:: PROMPT ::
The answer must be an exact copy of the lines from the one holding "-SHELL := /usr/bin/env bash" through the final line of the entries, and nothing else.

┌─ PROVIDED DATA

PR #324, opened 2022-09-13
chore(ci): reformat and split up steps to improve debugging & readability

jenstroeger:
One more thought: it looks like Github [is not able to share environment variables _between_ workflows](https://docs.github.com/en/actions/learn-github-actions/environment-variables). But I wonder if perhaps we should move “global” variables like this:

https://github.com/jenstroeger/python-package-template/blob/ceee4a7b803747f9e168f188227345685d984c5b/.github/workflows/release.yaml#L14-L17

to the only step that actually uses them

https://github.com/jenstroeger/python-package-template/blob/ceee4a7b803747f9e168f188227345685d984c5b/.github/workflows/release.yaml#L57-L61

Simply for the sake of tightening the scope.

### DIFF
--- a/.github/workflows/build.yaml
+++ b/.github/workflows/build.yaml
@@ -1,11 +1,23 @@
 # This is a trusted builder implemented as a reusable workflow that can be called by other
 # Actions workflows. It checks, tests, and builds the artifacts including SBOM and documentations,
-# and computes hash digests as output to be used by a SLSA provenance generator. The artifacts are always uploaded
-# for every job to be used for debugging purposes, but they will be removed within the specified retention days.
-# Even though we run the build in a matrix to check against different platforms, due to a known limitation of
-# reusable workflows that do not support setting strategy property from the caller workflow, we
-# only generate artifacts for ubuntu-latest and Python 3.10, which can be used to create a release.
-# See: https://docs.github.com/en/actions/using-workflows/reusing-workflows#limitations.
+# and computes hash digests as output to be used by a SLSA provenance generator. The artifacts are
+# always uploaded for every job to be used for debugging purposes, but they will be removed within
+# the specified retention days.
+#
+# Even though we run the build in a matrix to check against different platforms, due to a known
+# limitation of reusable workflows that do not support setting strategy property from the caller
+# workflow, we only generate artifacts for ubuntu-latest and Python 3.10, which can be used to
+# create a release. For details see:
+#
+# https://docs.github.com/en/actions/using-workflows/reusing-workflows#limitations
+#
+# Note: if the build workflow needs to access secrets, they need to be passed by the caller using
+# `secrets: inherit`. See also
+#
+# https://docs.github.com/en/actions/using-workflows/reusing-workflows
+# https://docs.github.com/en/actions/security-guides/security-hardening-for-github-actions
+#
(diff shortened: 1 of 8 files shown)


jenstroeger:
Oh, and should we perhaps split up [release.yaml](https://github.com/jenstroeger/python-package-template/blob/reformat-action-steps/.github/workflows/release.yaml) into two — one for “push to `staging`“ (which isn’t really a release) and one for “push to `main`” (which is the actual release)?

.github/workflows/build.yaml
```diff
@@ -55,39 +71,50 @@ jobs:
...
-        # Find the paths to the files that will be included in the release.
         TARBALL_PATH=$(find dist -name "*.tar.gz")
         WHEEL_PATH=$(find dist -name "*.whl")
         REQUIREMENTS_PATH=$(find dist -name "*-requirements.txt")
         SBOM_PATH=$(find dist -name "*-sbom.json")
-        HTML_DOCS_PATH=$(find dist -name *-docs-html.zip)
-        BUILD_EPOCH_PATH=$(find dist -name *-build-epoch.txt)
-        # Compute the sha digest for all the release files and encode them using base64.
+        HTML_DOCS_PATH=$(find dist -name "*-docs-html.zip")
+        BUILD_EPOCH_PATH=$(find dist -name "*-build-epoch.txt")
```
jenstroeger, line 113: Consider adding `-type f` as cmd line argument for `find` to constrain the search.

jenstroeger: Commit https://github.com/jenstroeger/python-package-template/pull/324/commits/5f462d5b97a64f9e7a1292fcc5ff08979bbd8110.

behnazh:
> One more thought: it looks like Github [is not able to share environment variables _between_ workflows](https://docs.github.com/en/actions/learn-github-actions/environment-variables). But I wonder if perhaps we should move “global” variables like this:
> 
> https://github.com/jenstroeger/python-package-template/blob/ceee4a7b803747f9e168f188227345685d984c5b/.github/workflows/release.yaml#L14-L17
> 
> to the only step that actually uses them
> 
> https://github.com/jenstroeger/python-package-template/blob/ceee4a7b803747f9e168f188227345685d984c5b/.github/workflows/release.yaml#L57-L61
> 
> Simply for the sake of tightening the scope.

I think the reason we had put it at the top was to make it easy for people to see the inputs they need to change in the workflow.

behnazh:
> Oh, and should we perhaps split up [release.yaml](https://github.com/jenstroeger/python-package-template/blob/reformat-action-steps/.github/workflows/release.yaml) into two — one for “push to `staging`“ (which isn’t really a release) and one for “push to `main`” (which is the actual release)?

That would result in some duplication but if that makes things simpler, I'm happy to do it.

behnazh (approved):

jenstroeger:
> > Oh, and should we perhaps split up [release.yaml](https://github.com/jenstroeger/python-package-template/blob/reformat-action-steps/.github/workflows/release.yaml) into two — one for “push to `staging`“ (which isn’t really a release) and one for “push to `main`” (which is the actual release)?
> 
> That would result in some duplication but if that makes things simpler, I'm happy to do it.

We can discuss in a separate issue if the need arises…

PR #329, opened 2022-09-20
fix: a Makefile’s SHELL variable is not an executable shebang

jenstroeger:
I stumbled upon issues when I played with the [`.ONESHELL:` special target](https://www.gnu.org/software/make/manual/html_node/One-Shell.html):
```
> make audit
make: /usr/bin/env bash: No such file or directory
...
```
Documentation on this is a little sparse, I thought.

<hr>

I also think we should consider using the special target `.ONESHELL:`: it runs the entire recipe in a _single_ shell which would allow us to set & use environment variables within that recipe. So far we’ve danced around `make` running every recipe line in its own shell, and that has complicated some of our process. In that context, it would also make sense to discuss [`.EXPORT_ALL_VARIABLES:`](https://www.gnu.org/software/make/manual/html_node/Variables_002fRecursion.html).

There’s also an option to [silence `make`’s command-line echoing](https://www.gnu.org/software/make/manual/html_node/Echoing.html), which may be usful?

### DIFF
--- a/Makefile
+++ b/Makefile
@@ -1,8 +1,8 @@
 
 # Use bash as the shell when executing a rule's recipe. For more details:
 # https://www.gnu.org/software/make/manual/html_node/Choosing-the-Shell.html
-# https://stackoverflow.com/questions/10376206/what-is-the-preferred-bash-shebang
-SHELL := /usr/bin/env bash
+SHELL := bash
+.SHELLFLAGS += -e
 
 # Set the package's name and version for use throughout the Makefile.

└─

:: ANSWER BOX ::
-SHELL := /usr/bin/env bash
+SHELL := bash
+.SHELLFLAGS += -e
 
 # Set the package's name and version for use throughout the Makefile.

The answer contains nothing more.